■ The problem
Among the records below, which lines contain the string "because"? Report them.

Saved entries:

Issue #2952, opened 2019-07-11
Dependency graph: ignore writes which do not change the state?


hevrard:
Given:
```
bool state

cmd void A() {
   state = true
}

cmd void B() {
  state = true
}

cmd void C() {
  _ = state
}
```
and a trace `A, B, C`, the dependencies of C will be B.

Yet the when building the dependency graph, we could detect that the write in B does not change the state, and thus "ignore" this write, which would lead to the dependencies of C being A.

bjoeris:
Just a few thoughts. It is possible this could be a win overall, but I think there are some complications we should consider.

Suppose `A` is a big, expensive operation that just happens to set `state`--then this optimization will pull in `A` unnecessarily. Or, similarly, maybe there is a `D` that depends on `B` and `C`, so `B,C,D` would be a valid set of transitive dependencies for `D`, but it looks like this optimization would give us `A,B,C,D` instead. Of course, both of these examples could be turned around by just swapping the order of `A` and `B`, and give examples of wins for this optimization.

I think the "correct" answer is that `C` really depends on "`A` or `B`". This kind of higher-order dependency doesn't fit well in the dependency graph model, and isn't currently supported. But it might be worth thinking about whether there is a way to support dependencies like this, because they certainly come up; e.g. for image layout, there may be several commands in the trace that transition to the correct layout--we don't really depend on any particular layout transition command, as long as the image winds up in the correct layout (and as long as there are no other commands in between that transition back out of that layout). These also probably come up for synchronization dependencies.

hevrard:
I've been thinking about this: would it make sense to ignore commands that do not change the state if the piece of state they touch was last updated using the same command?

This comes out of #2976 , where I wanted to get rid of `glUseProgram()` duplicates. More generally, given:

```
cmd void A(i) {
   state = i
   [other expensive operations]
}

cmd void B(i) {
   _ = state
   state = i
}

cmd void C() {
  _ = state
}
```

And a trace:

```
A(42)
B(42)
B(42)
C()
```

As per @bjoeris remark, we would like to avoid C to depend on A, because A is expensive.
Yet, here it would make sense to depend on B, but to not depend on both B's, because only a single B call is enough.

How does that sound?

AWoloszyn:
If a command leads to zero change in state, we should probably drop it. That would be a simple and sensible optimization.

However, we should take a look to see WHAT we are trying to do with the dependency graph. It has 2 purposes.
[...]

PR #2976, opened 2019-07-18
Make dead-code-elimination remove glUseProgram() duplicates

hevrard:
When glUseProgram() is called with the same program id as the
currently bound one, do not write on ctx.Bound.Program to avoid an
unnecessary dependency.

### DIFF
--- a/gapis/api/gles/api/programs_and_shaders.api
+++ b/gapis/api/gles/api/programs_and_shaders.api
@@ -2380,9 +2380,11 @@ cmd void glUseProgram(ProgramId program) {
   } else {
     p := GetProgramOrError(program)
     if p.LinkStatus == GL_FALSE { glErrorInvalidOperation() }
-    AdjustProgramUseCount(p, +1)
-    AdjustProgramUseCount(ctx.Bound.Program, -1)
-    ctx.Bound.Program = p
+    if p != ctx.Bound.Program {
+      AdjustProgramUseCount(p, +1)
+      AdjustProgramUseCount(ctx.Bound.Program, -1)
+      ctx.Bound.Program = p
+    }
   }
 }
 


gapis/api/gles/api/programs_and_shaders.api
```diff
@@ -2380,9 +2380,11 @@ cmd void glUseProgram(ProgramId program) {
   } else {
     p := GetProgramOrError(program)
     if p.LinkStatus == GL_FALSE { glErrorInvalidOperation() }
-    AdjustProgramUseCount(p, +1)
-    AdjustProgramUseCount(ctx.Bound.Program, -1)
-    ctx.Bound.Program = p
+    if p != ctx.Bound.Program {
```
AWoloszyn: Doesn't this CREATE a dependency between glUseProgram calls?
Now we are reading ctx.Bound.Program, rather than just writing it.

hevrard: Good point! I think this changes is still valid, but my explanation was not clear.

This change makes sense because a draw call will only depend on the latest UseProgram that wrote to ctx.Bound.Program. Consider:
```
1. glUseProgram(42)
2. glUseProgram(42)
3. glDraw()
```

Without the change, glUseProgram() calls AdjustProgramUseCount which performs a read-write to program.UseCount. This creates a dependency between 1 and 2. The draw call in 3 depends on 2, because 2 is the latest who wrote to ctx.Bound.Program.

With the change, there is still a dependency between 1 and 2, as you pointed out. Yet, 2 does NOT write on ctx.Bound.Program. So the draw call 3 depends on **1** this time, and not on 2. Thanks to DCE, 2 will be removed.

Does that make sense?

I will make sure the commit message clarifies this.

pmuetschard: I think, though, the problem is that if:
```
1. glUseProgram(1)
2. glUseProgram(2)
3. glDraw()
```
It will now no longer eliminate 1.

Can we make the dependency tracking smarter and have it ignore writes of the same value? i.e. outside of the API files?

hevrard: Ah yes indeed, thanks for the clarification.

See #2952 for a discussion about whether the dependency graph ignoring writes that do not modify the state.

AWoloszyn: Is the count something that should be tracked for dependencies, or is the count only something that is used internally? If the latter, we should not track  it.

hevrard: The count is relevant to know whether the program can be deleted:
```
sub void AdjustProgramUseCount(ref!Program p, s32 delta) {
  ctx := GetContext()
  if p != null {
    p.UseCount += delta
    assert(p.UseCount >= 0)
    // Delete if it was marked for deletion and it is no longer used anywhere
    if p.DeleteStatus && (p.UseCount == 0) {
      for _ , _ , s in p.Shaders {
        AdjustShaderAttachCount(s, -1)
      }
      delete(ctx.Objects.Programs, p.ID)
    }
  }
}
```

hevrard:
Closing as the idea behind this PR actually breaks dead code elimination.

* * *

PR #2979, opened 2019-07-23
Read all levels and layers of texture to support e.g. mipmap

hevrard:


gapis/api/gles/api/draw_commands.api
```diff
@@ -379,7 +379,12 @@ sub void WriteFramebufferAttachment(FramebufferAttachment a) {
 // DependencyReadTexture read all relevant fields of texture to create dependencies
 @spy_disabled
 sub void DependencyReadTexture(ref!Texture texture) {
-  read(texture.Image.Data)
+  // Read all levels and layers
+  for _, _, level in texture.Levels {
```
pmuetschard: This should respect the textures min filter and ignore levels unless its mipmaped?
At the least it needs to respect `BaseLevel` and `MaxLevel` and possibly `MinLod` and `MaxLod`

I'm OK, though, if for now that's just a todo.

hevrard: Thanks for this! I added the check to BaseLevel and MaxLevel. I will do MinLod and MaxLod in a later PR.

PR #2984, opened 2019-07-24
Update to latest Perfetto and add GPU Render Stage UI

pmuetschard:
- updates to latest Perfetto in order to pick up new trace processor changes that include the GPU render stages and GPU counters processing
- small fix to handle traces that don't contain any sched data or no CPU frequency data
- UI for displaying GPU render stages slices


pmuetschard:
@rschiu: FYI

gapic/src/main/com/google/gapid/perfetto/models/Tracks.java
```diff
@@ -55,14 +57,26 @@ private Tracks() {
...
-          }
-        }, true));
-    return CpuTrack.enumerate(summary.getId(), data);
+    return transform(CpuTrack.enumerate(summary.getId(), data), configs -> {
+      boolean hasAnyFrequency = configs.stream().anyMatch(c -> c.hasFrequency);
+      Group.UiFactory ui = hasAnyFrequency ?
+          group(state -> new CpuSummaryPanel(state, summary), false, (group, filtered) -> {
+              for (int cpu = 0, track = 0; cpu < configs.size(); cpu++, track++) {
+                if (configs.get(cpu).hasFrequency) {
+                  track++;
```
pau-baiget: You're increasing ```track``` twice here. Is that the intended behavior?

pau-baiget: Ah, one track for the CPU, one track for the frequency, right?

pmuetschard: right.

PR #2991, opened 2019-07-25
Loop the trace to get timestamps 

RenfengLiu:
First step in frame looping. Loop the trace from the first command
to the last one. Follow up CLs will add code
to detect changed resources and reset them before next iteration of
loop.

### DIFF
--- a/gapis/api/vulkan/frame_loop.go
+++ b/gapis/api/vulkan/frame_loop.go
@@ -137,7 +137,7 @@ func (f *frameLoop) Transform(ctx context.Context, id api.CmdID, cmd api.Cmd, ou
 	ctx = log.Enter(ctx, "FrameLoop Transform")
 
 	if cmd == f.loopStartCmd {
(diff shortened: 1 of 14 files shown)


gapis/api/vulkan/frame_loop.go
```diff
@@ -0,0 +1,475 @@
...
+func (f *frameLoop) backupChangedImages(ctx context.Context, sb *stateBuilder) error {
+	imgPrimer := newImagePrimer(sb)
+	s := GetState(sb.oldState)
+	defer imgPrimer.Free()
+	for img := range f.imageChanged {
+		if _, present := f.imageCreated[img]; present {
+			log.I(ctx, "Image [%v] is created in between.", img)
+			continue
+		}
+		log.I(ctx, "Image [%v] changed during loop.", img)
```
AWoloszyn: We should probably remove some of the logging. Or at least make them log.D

■ Answer to the exercise
I think the "correct" answer is that `C` really depends on "`A` or `B`". This kind of higher-order dependency doesn't fit well in the dependency graph model, and isn't currently supported. But it might be worth thinking about whether there is a way to support dependencies like this, because they certainly come up; e.g. for image layout, there may be several commands in the trace that transition to the correct layout--we don't really depend on any particular layout transition command, as long as the image winds up in the correct layout (and as long as there are no other commands in between that transition back out of that layout). These also probably come up for synchronization dependencies.
As per @bjoeris remark, we would like to avoid C to depend on A, because A is expensive.
Yet, here it would make sense to depend on B, but to not depend on both B's, because only a single B call is enough.
This change makes sense because a draw call will only depend on the latest UseProgram that wrote to ctx.Bound.Program. Consider:
Without the change, glUseProgram() calls AdjustProgramUseCount which performs a read-write to program.UseCount. This creates a dependency between 1 and 2. The draw call in 3 depends on 2, because 2 is the latest who wrote to ctx.Bound.Program.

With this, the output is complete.